Hoog molybdeen in Wisconsin put niet uit steenkoolas

Toen hoge concentraties van het sporenelement molybdeen (mah-LIB-den-um) werden ontdekt in drinkwaterbronnen in het zuidoosten van Wisconsin, leken de talrijke stortplaatsen voor steenkoolas in de regio een waarschijnlijke bron van de besmetting.

Maar fijnmazig speurwerk onder leiding van onderzoekers van Duke University en de Ohio State University heeft onthuld dat de vijvers, die de resten van steenkool bevatten die in elektriciteitscentrales worden verbrand, niet de bron van de besmetting zijn.

Het komt in plaats daarvan voort uit natuurlijke bronnen.

“Gebaseerd op tests met behulp van forensische isotopische ‘vingerafdrukken’ en technieken voor het dateren van de leeftijd, bieden onze resultaten onafhankelijk bewijs dat steenkoolas niet de bron van verontreiniging in het water is”, zegt Avner Vengosh, hoogleraar geochemie en waterkwaliteit aan de Duke’s Nicholas School of de omgeving.

"Als dit molybdeenrijke water afkomstig zou zijn van het uitlogen van steenkoolas, zou het relatief jong zijn, omdat het slechts 20 of 30 jaar geleden vanuit steenkoolasafzettingen aan de oppervlakte in de grondwaterlaag van de regio werd aangevuld", zei Vengosh.“In plaats daarvan tonen onze tests aan dat het uit de diepe ondergrond komt en meer dan 300 jaar oud is.”

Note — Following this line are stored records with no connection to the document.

PR #37494, opened 2025-05-15
CC Genpop and AI Satellite

Alpha-Two:
My first mapping PR!

## About the PR
Major changes:
- Security now gets a small genpop system. The firing range is moved to the east, and other stuff is shuffled around to make room for it.
- There is now an AI satellite south of the Afterhours bar/science lounge, accessible by Command.
- The central hub is now NT-locked. The AI core remains there, but there is a new AI core in the satellite that the RD will be able to access.

Minor changes:
- Added two medkits to the Afterhours bar backroom.
- Added sleeper pods south of the docking bay
- Adjusted lights in some hallways
- Added a crew monitoring console to Telecoms, and a crew monitor to the central hub. (Doesn't actually work and shows server-not-found, but it's there anyway in case there's a fix for it later)
- Added station beacons all around the station. These are NOT warpable, to avoid cluttering the ghost warp list.

## Why / Balance
Genpop because genpop.

AI Satellite, welllllll. Emisse said that there's a very difficult balance between how all of CC interacts, which I understand. I believe my change to the AI satellite works because:
1. The idea of the AI having its own satellite fits better with most of the rest of the maps in-game.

Uit de tests bleek ook dat de isotopische vingerafdruk van het vervuilde water – de precieze verhoudingen van boor- en strontiumisotopen – niet overeenkwam met de isotopische vingerafdrukken van resten van steenkoolverbranding.

Deze bevindingen ‘ontkoppelen’ het molybdeen van de steenkoolasopslaglocaties en suggereren in plaats daarvan dat het het resultaat is van natuurlijke processen die plaatsvinden in de gesteentematrix van de watervoerende laag, zei Jennifer S. Harkness, een postdoctoraal onderzoeker aan de Ohio State die het onderzoek leidde als onderdeel van haar proefschrift bij Duke.

De onderzoekers publiceerden deze maand hun peer-reviewed artikel in het tijdschrift Environmental Science & Technology.

Kleine hoeveelheden molybdeen zijn essentieel voor zowel het dieren- als het plantenleven, maar mensen die er te veel van binnenkrijgen lopen het risico op problemen zoals bloedarmoede, gewrichtspijn en trillingen.

Sommige van de geteste putten in het zuidoosten van Wisconsin bevatten tot 149 microgram molybdeen per liter, iets meer dan tweemaal de norm voor veilig drinken van de Wereldgezondheidsorganisatie, namelijk 70 microgram per liter.De Amerikaanse Environmental Protection Agency stelt de limiet nog lager op 40 microgram per liter.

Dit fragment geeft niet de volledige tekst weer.